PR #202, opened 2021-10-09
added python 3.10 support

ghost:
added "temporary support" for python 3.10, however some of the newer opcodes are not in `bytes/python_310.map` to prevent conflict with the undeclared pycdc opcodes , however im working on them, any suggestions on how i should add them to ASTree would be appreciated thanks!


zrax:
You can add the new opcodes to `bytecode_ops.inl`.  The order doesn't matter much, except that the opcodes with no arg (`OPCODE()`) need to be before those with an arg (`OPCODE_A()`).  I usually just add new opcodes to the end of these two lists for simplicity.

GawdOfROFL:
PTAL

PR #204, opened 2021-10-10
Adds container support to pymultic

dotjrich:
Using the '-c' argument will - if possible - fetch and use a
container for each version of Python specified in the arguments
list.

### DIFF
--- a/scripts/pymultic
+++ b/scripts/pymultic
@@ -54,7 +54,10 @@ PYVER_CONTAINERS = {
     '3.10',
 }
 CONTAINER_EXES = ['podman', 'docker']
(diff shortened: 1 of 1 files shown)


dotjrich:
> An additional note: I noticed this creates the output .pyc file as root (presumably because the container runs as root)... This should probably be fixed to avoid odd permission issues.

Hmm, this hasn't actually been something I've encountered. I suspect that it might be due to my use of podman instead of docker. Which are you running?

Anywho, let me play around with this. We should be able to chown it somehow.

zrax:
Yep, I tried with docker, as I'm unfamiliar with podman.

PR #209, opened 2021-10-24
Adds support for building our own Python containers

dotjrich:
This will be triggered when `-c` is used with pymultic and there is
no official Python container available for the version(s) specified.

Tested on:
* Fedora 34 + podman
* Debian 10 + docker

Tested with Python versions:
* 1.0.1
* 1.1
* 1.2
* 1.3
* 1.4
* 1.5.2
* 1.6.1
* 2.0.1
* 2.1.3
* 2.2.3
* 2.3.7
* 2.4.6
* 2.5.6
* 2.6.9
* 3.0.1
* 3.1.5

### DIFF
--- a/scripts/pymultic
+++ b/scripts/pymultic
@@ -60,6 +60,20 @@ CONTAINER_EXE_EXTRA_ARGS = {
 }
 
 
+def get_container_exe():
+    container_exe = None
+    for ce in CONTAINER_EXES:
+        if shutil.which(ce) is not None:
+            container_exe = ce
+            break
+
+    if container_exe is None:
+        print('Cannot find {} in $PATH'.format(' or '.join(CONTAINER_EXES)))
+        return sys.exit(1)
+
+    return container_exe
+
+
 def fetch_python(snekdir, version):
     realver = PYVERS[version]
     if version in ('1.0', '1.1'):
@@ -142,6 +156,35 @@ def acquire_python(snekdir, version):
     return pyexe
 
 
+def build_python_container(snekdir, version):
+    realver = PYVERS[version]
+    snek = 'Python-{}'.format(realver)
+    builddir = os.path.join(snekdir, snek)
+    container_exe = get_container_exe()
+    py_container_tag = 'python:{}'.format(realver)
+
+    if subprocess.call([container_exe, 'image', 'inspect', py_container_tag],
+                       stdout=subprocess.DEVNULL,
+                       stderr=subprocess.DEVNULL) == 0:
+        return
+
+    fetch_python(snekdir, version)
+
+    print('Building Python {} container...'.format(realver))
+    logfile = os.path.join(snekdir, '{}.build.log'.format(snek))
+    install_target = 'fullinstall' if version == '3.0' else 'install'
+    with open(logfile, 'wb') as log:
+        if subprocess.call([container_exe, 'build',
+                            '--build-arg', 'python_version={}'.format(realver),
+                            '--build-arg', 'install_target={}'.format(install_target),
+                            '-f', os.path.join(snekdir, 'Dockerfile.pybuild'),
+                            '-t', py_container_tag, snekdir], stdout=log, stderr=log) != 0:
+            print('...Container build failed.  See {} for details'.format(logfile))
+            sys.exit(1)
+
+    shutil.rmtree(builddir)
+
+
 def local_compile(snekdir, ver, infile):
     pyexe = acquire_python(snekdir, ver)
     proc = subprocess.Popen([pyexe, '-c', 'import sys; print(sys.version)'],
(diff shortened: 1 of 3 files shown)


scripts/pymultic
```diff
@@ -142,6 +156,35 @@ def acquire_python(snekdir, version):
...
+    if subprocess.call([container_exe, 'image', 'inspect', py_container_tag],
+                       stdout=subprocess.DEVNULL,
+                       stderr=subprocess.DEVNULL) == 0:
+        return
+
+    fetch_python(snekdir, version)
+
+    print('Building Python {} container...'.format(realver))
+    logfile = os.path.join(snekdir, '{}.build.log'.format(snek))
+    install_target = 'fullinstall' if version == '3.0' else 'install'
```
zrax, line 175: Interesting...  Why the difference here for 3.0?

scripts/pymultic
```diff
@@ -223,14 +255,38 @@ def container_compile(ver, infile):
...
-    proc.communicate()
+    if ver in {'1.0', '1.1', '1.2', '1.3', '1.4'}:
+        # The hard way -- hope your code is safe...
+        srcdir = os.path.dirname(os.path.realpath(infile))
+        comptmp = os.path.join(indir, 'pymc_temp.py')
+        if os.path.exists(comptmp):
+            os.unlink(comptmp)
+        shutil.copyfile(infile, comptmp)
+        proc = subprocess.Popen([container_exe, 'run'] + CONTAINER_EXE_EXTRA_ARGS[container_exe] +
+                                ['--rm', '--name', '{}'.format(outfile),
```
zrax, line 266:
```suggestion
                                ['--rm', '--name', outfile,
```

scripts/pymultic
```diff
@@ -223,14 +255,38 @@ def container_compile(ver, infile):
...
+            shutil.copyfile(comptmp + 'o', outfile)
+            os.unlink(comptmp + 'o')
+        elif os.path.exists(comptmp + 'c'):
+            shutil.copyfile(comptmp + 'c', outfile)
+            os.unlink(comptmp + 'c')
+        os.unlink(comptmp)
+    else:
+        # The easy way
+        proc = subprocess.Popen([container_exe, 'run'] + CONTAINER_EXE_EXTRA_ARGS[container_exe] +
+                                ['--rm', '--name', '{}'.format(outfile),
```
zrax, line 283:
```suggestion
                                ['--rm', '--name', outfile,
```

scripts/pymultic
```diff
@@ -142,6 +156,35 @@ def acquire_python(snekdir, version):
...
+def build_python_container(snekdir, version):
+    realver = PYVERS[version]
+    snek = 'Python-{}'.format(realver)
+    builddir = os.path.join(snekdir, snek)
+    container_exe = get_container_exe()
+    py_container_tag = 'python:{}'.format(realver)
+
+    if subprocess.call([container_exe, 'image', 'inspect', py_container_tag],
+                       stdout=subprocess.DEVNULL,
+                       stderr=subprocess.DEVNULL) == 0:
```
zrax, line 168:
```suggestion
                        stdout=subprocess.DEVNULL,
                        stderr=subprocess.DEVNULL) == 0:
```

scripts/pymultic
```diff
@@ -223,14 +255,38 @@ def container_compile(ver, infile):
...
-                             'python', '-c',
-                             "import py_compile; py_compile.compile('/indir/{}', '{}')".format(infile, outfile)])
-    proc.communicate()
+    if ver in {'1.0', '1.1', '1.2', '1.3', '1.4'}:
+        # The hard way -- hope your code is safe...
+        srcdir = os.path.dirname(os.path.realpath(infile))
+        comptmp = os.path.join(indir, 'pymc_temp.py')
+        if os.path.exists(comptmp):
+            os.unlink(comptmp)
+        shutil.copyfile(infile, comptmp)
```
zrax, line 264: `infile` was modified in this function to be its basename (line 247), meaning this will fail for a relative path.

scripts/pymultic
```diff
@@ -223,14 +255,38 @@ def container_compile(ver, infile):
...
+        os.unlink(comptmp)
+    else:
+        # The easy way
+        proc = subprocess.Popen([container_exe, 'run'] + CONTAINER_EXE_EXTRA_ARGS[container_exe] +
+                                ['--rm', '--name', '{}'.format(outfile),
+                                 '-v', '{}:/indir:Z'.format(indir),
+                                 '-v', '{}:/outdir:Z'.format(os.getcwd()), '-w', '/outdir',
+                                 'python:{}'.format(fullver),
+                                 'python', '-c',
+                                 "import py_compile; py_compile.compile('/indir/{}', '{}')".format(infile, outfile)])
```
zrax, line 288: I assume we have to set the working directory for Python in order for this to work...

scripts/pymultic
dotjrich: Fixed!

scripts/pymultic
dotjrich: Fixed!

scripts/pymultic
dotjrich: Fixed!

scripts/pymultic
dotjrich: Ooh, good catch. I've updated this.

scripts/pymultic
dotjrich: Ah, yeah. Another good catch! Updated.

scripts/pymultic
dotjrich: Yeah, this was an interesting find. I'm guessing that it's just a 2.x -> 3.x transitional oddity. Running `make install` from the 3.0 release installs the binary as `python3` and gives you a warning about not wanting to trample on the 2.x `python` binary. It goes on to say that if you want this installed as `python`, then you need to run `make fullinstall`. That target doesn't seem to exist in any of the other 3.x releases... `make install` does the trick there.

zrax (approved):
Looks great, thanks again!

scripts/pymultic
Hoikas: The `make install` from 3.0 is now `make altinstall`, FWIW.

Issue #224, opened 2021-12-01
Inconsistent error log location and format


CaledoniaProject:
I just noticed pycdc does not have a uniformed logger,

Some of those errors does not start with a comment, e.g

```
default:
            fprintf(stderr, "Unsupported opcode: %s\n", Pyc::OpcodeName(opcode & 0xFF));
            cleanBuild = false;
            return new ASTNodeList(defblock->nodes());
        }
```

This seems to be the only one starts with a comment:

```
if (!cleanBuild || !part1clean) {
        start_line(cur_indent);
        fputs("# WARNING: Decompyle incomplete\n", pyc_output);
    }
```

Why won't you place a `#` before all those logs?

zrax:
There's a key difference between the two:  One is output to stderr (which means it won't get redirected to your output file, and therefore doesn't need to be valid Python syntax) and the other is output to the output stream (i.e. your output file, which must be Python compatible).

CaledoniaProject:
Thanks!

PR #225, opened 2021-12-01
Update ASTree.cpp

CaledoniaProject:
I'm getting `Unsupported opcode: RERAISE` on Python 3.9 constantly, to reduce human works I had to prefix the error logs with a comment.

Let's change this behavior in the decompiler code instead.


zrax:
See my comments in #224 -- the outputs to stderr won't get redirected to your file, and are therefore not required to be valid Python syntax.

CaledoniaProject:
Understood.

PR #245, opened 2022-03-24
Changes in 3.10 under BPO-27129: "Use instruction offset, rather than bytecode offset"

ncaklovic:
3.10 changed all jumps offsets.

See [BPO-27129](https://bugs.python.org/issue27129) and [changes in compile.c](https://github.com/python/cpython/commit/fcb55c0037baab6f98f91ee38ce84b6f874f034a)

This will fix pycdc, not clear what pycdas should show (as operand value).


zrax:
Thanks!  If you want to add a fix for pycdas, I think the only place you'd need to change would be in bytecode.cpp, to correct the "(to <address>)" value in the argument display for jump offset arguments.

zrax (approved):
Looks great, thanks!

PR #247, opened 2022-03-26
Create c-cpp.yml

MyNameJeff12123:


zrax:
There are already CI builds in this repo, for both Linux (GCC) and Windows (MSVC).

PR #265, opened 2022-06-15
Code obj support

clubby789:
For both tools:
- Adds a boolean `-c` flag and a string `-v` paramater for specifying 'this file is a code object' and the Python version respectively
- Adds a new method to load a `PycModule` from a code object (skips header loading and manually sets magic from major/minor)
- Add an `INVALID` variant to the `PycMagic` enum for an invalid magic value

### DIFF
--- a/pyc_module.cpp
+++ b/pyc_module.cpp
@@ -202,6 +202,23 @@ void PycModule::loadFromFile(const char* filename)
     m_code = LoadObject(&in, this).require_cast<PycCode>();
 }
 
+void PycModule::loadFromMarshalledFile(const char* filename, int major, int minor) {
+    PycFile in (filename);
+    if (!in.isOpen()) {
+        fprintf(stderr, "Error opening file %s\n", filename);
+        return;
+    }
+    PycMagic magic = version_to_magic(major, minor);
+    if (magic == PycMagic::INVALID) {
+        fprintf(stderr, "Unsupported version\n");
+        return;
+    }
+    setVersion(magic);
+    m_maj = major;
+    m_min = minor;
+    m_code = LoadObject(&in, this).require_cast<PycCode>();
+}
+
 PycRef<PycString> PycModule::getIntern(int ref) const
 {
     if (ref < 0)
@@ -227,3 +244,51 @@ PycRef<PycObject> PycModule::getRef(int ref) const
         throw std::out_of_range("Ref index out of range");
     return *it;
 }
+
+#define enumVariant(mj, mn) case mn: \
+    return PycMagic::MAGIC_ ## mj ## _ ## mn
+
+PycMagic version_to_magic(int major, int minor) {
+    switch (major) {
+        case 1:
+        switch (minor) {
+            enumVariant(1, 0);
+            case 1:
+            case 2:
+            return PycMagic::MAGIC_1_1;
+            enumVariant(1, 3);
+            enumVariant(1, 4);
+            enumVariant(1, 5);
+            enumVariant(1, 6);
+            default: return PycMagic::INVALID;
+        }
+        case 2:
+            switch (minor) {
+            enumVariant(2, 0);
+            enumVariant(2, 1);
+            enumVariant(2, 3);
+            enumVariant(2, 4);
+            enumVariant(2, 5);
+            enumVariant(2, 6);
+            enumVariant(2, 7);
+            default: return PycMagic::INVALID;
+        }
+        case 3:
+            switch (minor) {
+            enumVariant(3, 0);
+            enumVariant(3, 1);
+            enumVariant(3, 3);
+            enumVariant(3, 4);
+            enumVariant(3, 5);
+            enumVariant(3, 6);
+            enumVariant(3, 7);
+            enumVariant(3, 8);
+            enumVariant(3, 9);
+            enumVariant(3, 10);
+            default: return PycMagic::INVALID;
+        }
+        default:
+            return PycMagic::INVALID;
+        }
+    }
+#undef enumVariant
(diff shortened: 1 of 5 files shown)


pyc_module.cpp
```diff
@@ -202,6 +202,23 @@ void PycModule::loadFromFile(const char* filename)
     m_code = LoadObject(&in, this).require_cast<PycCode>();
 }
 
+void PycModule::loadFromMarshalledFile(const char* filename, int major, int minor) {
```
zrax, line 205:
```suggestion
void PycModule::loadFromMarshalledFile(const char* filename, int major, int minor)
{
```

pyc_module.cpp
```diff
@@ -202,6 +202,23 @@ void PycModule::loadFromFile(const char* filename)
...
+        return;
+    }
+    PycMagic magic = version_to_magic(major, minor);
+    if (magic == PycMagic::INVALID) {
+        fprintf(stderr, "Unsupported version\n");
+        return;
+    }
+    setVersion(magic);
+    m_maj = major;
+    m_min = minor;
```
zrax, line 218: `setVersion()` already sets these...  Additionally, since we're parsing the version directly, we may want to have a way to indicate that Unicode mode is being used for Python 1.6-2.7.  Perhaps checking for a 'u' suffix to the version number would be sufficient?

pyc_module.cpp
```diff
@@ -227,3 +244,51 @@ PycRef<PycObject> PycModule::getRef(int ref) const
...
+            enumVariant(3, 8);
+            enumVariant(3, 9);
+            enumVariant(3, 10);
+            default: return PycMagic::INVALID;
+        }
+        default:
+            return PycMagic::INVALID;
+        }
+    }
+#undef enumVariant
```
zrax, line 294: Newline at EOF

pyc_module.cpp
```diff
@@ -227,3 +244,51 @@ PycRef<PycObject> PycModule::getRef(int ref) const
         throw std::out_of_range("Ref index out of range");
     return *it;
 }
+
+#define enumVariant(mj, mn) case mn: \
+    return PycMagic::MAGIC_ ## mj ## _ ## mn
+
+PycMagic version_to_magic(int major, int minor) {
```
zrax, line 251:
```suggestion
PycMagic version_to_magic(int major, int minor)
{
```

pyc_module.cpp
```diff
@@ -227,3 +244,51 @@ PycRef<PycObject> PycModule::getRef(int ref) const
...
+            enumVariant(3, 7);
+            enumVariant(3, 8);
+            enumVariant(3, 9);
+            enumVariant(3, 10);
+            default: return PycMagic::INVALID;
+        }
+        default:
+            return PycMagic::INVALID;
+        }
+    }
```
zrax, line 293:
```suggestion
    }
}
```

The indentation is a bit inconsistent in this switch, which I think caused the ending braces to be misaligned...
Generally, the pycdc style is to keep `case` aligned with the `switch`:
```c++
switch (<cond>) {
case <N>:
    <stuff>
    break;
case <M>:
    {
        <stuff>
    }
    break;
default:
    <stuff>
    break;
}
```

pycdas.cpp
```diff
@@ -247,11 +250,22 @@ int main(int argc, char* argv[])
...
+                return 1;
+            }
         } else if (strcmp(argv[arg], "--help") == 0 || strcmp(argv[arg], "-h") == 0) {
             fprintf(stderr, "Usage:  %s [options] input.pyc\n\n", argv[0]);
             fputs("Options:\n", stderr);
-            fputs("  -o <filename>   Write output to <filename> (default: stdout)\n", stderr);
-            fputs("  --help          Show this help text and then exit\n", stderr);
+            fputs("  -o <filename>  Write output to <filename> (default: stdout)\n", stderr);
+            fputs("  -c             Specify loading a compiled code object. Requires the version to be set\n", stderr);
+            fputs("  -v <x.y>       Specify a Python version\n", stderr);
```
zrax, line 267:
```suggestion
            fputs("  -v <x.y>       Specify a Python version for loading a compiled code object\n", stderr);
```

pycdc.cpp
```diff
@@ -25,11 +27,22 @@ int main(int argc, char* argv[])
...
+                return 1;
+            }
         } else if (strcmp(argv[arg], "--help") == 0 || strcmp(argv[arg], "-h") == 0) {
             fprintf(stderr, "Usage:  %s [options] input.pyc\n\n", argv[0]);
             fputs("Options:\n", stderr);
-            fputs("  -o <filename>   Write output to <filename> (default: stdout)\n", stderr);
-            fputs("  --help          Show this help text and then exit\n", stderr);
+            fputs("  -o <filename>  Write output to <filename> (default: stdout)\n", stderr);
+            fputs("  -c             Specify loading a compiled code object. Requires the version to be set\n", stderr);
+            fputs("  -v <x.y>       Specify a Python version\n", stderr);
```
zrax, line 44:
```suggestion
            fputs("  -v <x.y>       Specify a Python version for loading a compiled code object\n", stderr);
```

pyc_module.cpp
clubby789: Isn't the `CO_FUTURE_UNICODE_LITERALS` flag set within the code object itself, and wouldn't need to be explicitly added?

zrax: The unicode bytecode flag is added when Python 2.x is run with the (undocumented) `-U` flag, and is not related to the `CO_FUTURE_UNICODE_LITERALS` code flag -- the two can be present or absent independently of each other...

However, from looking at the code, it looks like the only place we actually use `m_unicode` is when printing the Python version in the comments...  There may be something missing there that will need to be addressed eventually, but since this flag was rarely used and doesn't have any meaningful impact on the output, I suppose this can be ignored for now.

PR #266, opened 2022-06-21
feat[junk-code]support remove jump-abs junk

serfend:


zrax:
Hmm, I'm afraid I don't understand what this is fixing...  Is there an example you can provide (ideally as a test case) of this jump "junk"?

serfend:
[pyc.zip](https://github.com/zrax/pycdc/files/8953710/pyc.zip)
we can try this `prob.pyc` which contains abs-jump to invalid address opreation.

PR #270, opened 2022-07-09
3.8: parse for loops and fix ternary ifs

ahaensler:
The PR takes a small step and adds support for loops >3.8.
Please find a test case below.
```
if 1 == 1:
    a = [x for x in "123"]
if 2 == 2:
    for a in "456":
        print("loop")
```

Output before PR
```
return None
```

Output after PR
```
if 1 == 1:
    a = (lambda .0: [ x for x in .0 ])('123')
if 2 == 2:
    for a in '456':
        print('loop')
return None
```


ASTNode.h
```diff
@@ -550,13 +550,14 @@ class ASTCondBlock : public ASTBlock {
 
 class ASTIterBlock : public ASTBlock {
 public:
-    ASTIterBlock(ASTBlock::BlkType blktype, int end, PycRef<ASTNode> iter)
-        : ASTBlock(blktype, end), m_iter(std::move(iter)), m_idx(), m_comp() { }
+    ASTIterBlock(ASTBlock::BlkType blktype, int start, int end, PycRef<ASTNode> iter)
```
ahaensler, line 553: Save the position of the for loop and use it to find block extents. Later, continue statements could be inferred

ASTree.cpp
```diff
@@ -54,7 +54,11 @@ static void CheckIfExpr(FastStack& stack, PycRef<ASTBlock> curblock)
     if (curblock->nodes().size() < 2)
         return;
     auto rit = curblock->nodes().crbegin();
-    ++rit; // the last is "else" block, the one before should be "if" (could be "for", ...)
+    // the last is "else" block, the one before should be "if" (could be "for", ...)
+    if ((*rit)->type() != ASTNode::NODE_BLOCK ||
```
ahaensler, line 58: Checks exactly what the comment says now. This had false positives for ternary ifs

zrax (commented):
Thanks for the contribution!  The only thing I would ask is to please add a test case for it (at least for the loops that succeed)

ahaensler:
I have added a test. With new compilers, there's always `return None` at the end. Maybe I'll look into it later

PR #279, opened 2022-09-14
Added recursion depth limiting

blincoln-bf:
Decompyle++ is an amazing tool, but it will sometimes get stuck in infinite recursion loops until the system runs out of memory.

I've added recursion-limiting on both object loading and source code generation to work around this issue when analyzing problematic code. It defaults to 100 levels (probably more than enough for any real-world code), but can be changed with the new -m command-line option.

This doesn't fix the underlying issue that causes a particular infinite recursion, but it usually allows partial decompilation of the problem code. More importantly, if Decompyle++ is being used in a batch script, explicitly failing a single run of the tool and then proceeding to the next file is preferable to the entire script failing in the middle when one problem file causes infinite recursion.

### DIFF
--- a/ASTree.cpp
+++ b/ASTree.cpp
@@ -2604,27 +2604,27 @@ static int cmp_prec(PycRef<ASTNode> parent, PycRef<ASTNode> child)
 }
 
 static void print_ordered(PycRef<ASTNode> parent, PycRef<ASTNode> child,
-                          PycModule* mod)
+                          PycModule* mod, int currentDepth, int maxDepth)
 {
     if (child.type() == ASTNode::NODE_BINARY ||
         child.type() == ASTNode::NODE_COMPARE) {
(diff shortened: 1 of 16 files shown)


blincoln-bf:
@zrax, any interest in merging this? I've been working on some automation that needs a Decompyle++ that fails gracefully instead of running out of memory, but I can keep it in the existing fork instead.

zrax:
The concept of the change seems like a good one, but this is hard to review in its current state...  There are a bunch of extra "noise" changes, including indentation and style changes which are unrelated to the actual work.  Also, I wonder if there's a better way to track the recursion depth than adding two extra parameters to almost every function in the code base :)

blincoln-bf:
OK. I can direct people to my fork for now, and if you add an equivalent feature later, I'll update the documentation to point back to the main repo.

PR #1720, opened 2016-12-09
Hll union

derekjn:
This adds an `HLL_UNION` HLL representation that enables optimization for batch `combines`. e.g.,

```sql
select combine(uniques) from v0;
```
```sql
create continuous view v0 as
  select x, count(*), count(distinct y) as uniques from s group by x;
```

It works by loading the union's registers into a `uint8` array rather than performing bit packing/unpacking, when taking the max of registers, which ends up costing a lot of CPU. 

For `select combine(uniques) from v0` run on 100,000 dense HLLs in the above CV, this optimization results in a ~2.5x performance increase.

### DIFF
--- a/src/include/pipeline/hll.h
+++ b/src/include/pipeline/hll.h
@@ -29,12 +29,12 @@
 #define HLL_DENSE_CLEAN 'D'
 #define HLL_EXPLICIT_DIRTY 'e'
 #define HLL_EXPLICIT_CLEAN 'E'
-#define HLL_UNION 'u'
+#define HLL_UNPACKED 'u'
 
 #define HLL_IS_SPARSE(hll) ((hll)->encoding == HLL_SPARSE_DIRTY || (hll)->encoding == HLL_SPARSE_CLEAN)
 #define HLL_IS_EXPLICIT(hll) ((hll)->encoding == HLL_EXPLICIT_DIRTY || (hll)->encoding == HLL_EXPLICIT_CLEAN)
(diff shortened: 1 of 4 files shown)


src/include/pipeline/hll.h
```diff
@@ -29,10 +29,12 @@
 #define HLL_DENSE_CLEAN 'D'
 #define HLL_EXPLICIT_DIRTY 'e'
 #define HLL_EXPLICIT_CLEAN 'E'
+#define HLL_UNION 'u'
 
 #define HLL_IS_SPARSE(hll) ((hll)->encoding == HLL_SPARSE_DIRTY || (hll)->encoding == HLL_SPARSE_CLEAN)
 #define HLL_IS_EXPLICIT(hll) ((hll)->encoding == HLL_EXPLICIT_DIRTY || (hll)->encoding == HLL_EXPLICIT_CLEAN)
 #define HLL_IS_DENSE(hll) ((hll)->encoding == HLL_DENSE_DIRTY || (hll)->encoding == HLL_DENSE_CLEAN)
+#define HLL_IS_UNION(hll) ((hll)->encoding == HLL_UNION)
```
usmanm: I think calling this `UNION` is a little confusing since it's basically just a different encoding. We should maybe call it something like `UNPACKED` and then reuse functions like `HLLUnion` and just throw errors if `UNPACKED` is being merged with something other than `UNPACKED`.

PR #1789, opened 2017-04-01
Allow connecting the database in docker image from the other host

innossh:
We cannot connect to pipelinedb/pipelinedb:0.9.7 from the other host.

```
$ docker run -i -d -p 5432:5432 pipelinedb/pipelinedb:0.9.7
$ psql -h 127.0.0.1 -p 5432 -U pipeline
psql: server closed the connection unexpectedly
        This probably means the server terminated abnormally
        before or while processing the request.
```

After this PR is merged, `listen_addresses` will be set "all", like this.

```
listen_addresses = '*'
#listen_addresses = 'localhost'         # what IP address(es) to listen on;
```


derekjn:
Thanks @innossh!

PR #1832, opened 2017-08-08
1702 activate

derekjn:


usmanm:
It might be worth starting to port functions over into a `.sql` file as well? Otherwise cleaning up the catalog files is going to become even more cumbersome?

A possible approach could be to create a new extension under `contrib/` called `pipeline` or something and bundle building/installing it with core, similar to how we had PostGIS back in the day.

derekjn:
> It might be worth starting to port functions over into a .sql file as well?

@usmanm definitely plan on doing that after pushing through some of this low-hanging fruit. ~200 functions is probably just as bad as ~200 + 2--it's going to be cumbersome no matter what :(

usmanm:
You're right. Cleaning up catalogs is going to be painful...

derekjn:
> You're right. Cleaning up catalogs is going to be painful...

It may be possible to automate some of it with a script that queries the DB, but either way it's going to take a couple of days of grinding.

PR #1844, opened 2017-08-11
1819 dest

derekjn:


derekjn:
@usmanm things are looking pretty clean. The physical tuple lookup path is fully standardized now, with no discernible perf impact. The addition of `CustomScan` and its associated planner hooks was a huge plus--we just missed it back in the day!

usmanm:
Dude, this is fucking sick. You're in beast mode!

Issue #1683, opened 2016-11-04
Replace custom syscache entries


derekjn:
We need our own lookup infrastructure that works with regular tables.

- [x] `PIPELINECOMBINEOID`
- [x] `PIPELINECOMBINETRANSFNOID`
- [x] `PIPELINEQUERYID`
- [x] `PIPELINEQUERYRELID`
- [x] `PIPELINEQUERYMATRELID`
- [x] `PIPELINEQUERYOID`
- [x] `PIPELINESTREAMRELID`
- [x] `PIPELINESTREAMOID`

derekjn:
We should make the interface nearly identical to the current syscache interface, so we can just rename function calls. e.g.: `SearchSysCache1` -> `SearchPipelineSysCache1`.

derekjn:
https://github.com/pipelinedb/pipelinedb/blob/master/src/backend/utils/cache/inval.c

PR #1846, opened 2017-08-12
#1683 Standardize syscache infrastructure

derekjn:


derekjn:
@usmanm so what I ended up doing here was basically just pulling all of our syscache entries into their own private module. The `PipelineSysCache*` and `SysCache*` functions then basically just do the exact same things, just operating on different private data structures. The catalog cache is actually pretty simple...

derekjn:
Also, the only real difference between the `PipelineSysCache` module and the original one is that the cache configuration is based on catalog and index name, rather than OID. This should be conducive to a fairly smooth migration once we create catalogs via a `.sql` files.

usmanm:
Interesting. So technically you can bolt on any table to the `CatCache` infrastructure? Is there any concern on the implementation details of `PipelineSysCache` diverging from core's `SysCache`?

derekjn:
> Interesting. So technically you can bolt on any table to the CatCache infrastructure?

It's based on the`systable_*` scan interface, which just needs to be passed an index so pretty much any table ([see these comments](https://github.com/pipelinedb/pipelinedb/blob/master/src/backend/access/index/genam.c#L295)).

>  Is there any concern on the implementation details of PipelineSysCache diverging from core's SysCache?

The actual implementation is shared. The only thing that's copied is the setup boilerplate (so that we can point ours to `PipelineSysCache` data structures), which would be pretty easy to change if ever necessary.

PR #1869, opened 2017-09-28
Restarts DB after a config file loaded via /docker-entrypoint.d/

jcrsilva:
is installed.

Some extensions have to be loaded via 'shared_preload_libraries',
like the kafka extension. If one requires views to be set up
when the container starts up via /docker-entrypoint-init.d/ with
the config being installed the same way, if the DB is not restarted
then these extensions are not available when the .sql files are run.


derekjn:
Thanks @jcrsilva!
══════
- _WHAT YOU NEED TO DO_: In the records above, each line with the string "diverging" should be copied.

- _WRITTEN ANSWER_:
Interesting. So technically you can bolt on any table to the `CatCache` infrastructure? Is there any concern on the implementation details of `PipelineSysCache` diverging from core's `SysCache`?
>  Is there any concern on the implementation details of PipelineSysCache diverging from core's SysCache?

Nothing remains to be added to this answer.